RECORDS SHOWN =
PR #89, opened 2021-06-21
Fix webhook pods fail to start in air gapped environment

bk201:
The pull policy need to be "IfNotPresent" to use the pre-loaded images.

Related issue: https://github.com/harvester/harvester/issues/962


gitlawr (approved):
LGTM

PR #91, opened 2021-07-05
Bump rancher to master-head

gitlawr:
https://github.com/harvester/harvester/issues/922

Depend on PR: https://github.com/harvester/harvester/pull/998

Pinned to a specific commit in case upstream master-head is broken or has incompatible changes.


guangbochen (approved):
LGTM

PR #88, opened 2021-06-16
Wrap the install panel to display entire output

weihanglo:
Related issue harvester/harvester#800.

image

PR #94, opened 2021-07-19
Autoscroll install panel

bk201:
We need to adjust Y-axis movement because lone-lines are wrapped in the install panel (new feature in https://github.com/harvester/harvester-installer/pull/88.).
The `Autoscroll` flag of a View seems to work well, I remove the manually movement and turn the flag on.

### Screenshots (the outputs are mocked messages)
**Before**
before
**After**

after

### Test plans
- Install harvester and make sure no messages are dropped in the install (last) panel.

Developer can apply this [patch](https://gist.github.com/bk201/40d8655f0a5f08bc95ae0f585ee23d43) to artificially generate some output without really running the installation.

### DIFF
--- a/pkg/console/install_panels.go
+++ b/pkg/console/install_panels.go
@@ -1251,6 +1251,7 @@ func addInstallPanel(c *Console) error {
 	installV.Title = " Installing Harvester "
 	installV.SetLocation(maxX/8, maxY/8, maxX/8*7, maxY/8*7)
 	installV.Wrap = true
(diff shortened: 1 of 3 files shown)


weihanglo (approved):
Tested and looks great.

https://user-images.githubusercontent.com/14314532/126153227-0c8a5369-971b-406b-99b9-5438c1554b97.mov

gitlawr (approved):
LGTM

PR #100, opened 2021-08-17
Fix feature flag

gitlawr:


guangbochen (approved):
LGTM, can u please merge it after https://github.com/harvester/harvester/pull/1098, so we can fix the network-controller bug at the same time, thanks.

PR #108, opened 2021-09-01
Manage Harvester chart with RKE2 HelmChart CR and bump Rancher/RKE2 versions

bk201:
- Manage Harvester chart with HelmChart CRD in RKE2
  - Harvester-repo is removed.
  - MangedChart is removed.
- Bump Rancher to `v2.6.0`
- Bump RKE2 to `v1.21.4+rke2r2`


manifests/harvester.yaml
```diff
@@ -0,0 +1,40 @@
...
+    harvester-network-controller:
+      enabled: true
+      image:
+        pullPolicy: "IfNotPresent"
+    rancherEmbedded: true
+    webhook:
+      image:
+        repository: rancher/harvester-webhook
+        tag: master-head
+        imagePullPolicy: "IfNotPresent"
```
guangbochen, line 40: can we use the set option like [previously](https://github.com/harvester/harvester-installer/blob/b0a0ebdaf2db53b3289d6c8624c7ff85ae180768/manifests/harvester.yaml#L15-L23) and do not include those default image values since they were defined by the chart we have packaged in.

bk201: Is there any difference between the `valuesContent` and `set` ?

guangbochen: Both will work for the same result, mostly we use `set` to overwrite simple default values and `valuesContent` for complex default values. Since both are working so the important stuff is we need to remove those image tags.

gitlawr (approved):
LGTM

manifests/harvester.yaml
bk201: I keep `imagePullPolicy: IfNotPresent` lines, they are mostly `Always` in the chart values file.

bk201:
I update the way how dashboard check status too.
https://github.com/harvester/harvester-installer/pull/108/files#diff-602bf17c3838a0b8cb3d90dd408056f7c2f210bdef589f9e7b1beaaee1b24dd8

It should check the helm chart install job rather than MangaedChart anymore.

guangbochen (approved):
LGTM

PR #109, opened 2021-09-02
Fix netconfig fail to update name servers in target OS

bk201:
The previous way to set name servers in the image preloading phase
removes the symbolic link:

```
 /etc/resolv.conf -> /var/run/netconfig/resolv.conf
```

This makes netconfig fail to update name servers from DHCP protocol.
Using netconfig to keep the link.

**Depends on**: https://github.com/harvester/os2/pull/8
**Related**: harvester/harvester#1137


gitlawr:
Does it work for manually configured NIC?

bk201:
> Does it work for manually configured NIC?

After some tests, no. Good catch. I'll improve it.

gitlawr (approved):
LGTM

guangbochen (approved):

PR #111, opened 2021-09-03
Remove Rancher expose svc and other configs

guangbochen:
Depending on https://github.com/harvester/harvester/pull/1152

- remove auth config since the UI is authenticated with the Rancher server
- remove rancher expose svc and make it deployed on the Harvester side when the server is ready
- disable cloud controller to save resources as it is not used by the Harvester

https://github.com/harvester/harvester/issues/1139


pkg/config/templates/rke2-90-harvester-server.yaml
```diff
@@ -3,3 +3,4 @@ disable: rke2-ingress-nginx
 cluster-cidr: 10.52.0.0/16
 service-cidr: 10.53.0.0/16
 cluster-dns: 10.53.0.10
+disable-cloud-controller: true
```
bk201, line 6: Do we also need this on promoted nodes?
https://github.com/harvester/harvester/blob/c4584348c05d4c0923fadf69f95abdb481dc0bae/pkg/controller/master/node/promote_controller.go#L48-L53

guangbochen: will it be re-enabled if not set on the node promotion? if yes then probably will need to ad it as well.

guangbochen: added via https://github.com/harvester/harvester/pull/1152/commits/fc575c596fca5154b87b918209eea8cc852864d6

bk201 (approved):

gitlawr (approved):
LGTM

PR #114, opened 2021-09-09
Fix VIP expose svc

yaocw2020:
- Fix VIP expose svc
- Support case-insensitive value for network modes

issue: 
https://github.com/harvester/harvester/issues/1186
https://github.com/harvester/harvester/issues/1187

Related PR:
https://github.com/harvester/harvester/pull/1188

### DIFF
--- a/pkg/config/templates/harvester-config.yaml
+++ b/pkg/config/templates/harvester-config.yaml
@@ -9,7 +9,8 @@ spec:
       config:
         vip_interface: "{{ .MgmtInterface }}"
     service:
-      harvester:
-        vipMode: "{{ .VipMode }}"
-        vip: "{{ .Vip }}"
-        vipHwAddr: "{{ .VipHwAddr }}"
+      vip:
+        enabled: true
+        mode: "{{ .VipMode }}"
+        ip: "{{ .Vip }}"
+        hwAddress: "{{ .VipHwAddr }}"
--- a/pkg/console/dashboard_panels.go
+++ b/pkg/console/dashboard_panels.go
@@ -213,9 +213,15 @@ func syncManagementURL(ctx context.Context, g *gocui.Gui) {
 
 func doSyncManagementURL(g *gocui.Gui) {
 	managementURL := "Unavailable"
-	if managementIP := getVIP(); managementIP != "" {
+	managementIP := getVIP()
+	if managementIP != "" {
 		managementURL = fmt.Sprintf("https://%s", managementIP)
+	} else {
+		if managementIP = getFirstReadyMasterIP(); managementIP != "" {
+			managementURL = fmt.Sprintf("https://%s:%s", managementIP, harvesterNodePort)
+		}
 	}
+
 	g.Update(func(g *gocui.Gui) error {
 		v, err := g.View("url")
 		if err != nil {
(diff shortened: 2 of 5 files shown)


pkg/config/templates/harvester-config.yaml
```diff
@@ -9,7 +9,7 @@ spec:
       config:
         vip_interface: "{{ .MgmtInterface }}"
     service:
-      harvester:
-        vipMode: "{{ .VipMode }}"
-        vip: "{{ .Vip }}"
-        vipHwAddr: "{{ .VipHwAddr }}"
+      vip:
```
guangbochen, line 12: `enabled: true` is required here

gitlawr (approved):
LGTM

pkg/config/templates/harvester-config.yaml
```diff
@@ -9,7 +9,8 @@ spec:
...
+        enabled: true
+        mode: "{{ .VipMode }}"
```
bk201, line 14: Do we need to convert `dhcp` to `DHCP` here?

yaocw2020: We use lower case in the harvester chart.
https://github.com/harvester/harvester/pull/1188

bk201: Got it, thanks!

bk201 (approved):

gitlawr (approved):

pkg/console/dashboard_panels.go
```diff
@@ -213,9 +213,15 @@ func syncManagementURL(ctx context.Context, g *gocui.Gui) {
...
 func doSyncManagementURL(g *gocui.Gui) {
 	managementURL := "Unavailable"
-	if managementIP := getVIP(); managementIP != "" {
+	managementIP := getVIP()
+	if managementIP != "" {
 		managementURL = fmt.Sprintf("https://%s", managementIP)
+	} else {
+		if managementIP = getFirstReadyMasterIP(); managementIP != "" {
+			managementURL = fmt.Sprintf("https://%s:%s", managementIP, harvesterNodePort)
+		}
```
gitlawr, line 222: On second thought, I think we should get the VIP from the vip configmap. The service is not ready until harvester is up and running and it could take some time. The console probably will show "Unavailable" => "https://some-node-ip:30443" => "https://vip". The switchover seems bad to users.

bk201:
@yaocw2020 For the network mode case-sensitive part, this PR fixes the validation part.
But the original value in the config is still used to generate templates.

Suppose the user uses the value `DHCP`, it will pass the validation. But the generated helm chart config will be:

```
    service:
      vip:
        enabled: true
        mode: "DHCP"
        ip: "10.10.0.100"
        hwAddress: "52:54:00:ec:0e:0b"
```

Will this work with the change in https://github.com/harvester/harvester/pull/1188 ?

guangbochen:
> @yaocw2020 For the network mode case-sensitive part, this PR fixes the validation part.
> But the original value in the config is still used to generate templates.
> 
> Suppose the user uses the value `DHCP`, it will pass the validation. But the generated helm chart config will be:
> 
> ```
>     service:
>       vip:
>         enabled: true
>         mode: "DHCP"
>         ip: "10.10.0.100"
>         hwAddress: "52:54:00:ec:0e:0b"
> ```
> 
> Will this work with the change in [harvester/harvester#1188](https://github.com/harvester/harvester/pull/1188) ?

https://github.com/harvester/harvester/pull/1188/files#diff-891b2975a5b9aa41d64348b35f9f1233f219e7145962ac572c0a51f61b58fe3aR107

bk201:
I see, thanks.
It seems `Static` or `STATIC` will not work:
https://github.com/harvester/harvester/pull/1188/files#diff-b8916dccf848e9983fc1caeded29a01d766b8e0191877b6b857808f7e43ab54fR7

PR #115, opened 2021-09-09
Fix iPXE installing when VIP is not configured

voima-eetu:
Fixes https://github.com/harvester/harvester/issues/1194

### DIFF
--- a/pkg/console/validator.go
+++ b/pkg/console/validator.go
@@ -200,7 +200,7 @@ func (v ConfigValidator) Validate(cfg *config.HarvesterConfig) error {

WHAT YOU ARE ASKED TO DO =
Only a number is wanted. How many lines of the entries above carry "removed"?

RESPONSE =
2